[Stored items]
________________________

PR #114, opened 2024-10-22
feat: Orchestration client

MatKuhr:
## Context

* AI/ai-sdk-java-backlog#55
* AI/ai-sdk-java-backlog#48

This PR introduces a completely new API for orchestration.

### Feature scope:
 
- [x] Dedicated client class
   - [x] Ready for Streaming
- [x] Streamlined config API via delegation
   - [x] Ready for Spring or Langchain integration
- [x] Convenience API for llm config
   - [x] Integrated with core class `AiModel`
- [x] Convenience API for messages
   - [x] ~Convenience for message history~ raised a feature request to enable this [here](https://github.tools.sap/AI/llm-orchestration/issues/662)
- [x] Convenience API for templating
- [x] Convenience API for filtering
- [x] Convenience API for masking

### TODO

- [x] Javadoc
- [x] Logging
- [ ] Mark generated models as `@Beta` and (maybe?) rename model package to `dto`
- [ ] Follow-up PR: Reduce code duplication with OpenAI client
- [ ] (maybe?) More tests asserting equals & hash code
- [ ] ...

## Definition of Done

- [ ] Aligned changes with the JavaScript SDK
- [ ] Documentation updated
- [ ] Release notes updated


orchestration/src/main/java/com/sap/ai/sdk/orchestration/ContentFilter.java
```diff
@@ -0,0 +1,3 @@
+package com.sap.ai.sdk.orchestration;
+
+public sealed interface ContentFilter permits AzureContentFilter {}
```
MatKuhr, line 3: Sealed is quite useful here, as this is a marker interface, and users can't supply their own implementations, because we wouldn't have the implementation to translate those to DTOs.

With a higher Java version, we could even switch over implementations of the interface. That has the nice benefit that the compiler can force us to handle all implementations. But only with Java 21 🤷🏻

orchestration/src/main/java/com/sap/ai/sdk/orchestration/AzureContentFilter.java
```diff
@@ -0,0 +1,49 @@
...
+  public enum Sensitivity {
+    HIGH(0),
+    MEDIUM(2),
+    LOW(4);
+
+    private final int value;
+  }
+
+  @Nonnull
+  com.sap.ai.sdk.orchestration.client.model.FilterConfig toFilterConfigDTO() {
```
MatKuhr, line 31: I tried to consistently label the DTOs as such in the code, so that it's always obvious when we are (preparing) (de-) serialization

orchestration/src/main/java/com/sap/ai/sdk/orchestration/OrchestrationConfig.java
```diff
@@ -0,0 +1,44 @@
...
+/**
+ * Represents the configuration for the orchestration service. Allows for configuring the different
+ * modules of the orchestration service via a fluent API.
+ *
+ * @param <T> Type of the specific implementation to make a fluent API possible.
+ */
+public interface OrchestrationConfig<T extends OrchestrationConfig<T>> {
+
+  @Nonnull
+  Option<AiModel> getLlmConfig();
```
MatKuhr, line 16: Debatable, if we want to keep VAVR in our public API. Done here for now because this makes [our own code](https://github.com/SAP/ai-sdk-java/pull/114/files?diff=unified&w=0#diff-a3400feb9c493fbbc88bb89a699010093d0cb6a3364e016004ee417695746ff4R116) (arguably) much more beautiful 😄 

Alternatives would be Java `Optional` or just `@Nullable`.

________________________

* _Problem to work on_
Would you copy all lines in the records where the string "implementations" appears?

* _Exercise solution_
MatKuhr, line 3: Sealed is quite useful here, as this is a marker interface, and users can't supply their own implementations, because we wouldn't have the implementation to translate those to DTOs.
With a higher Java version, we could even switch over implementations of the interface. That has the nice benefit that the compiler can force us to handle all implementations. But only with Java 21 🤷🏻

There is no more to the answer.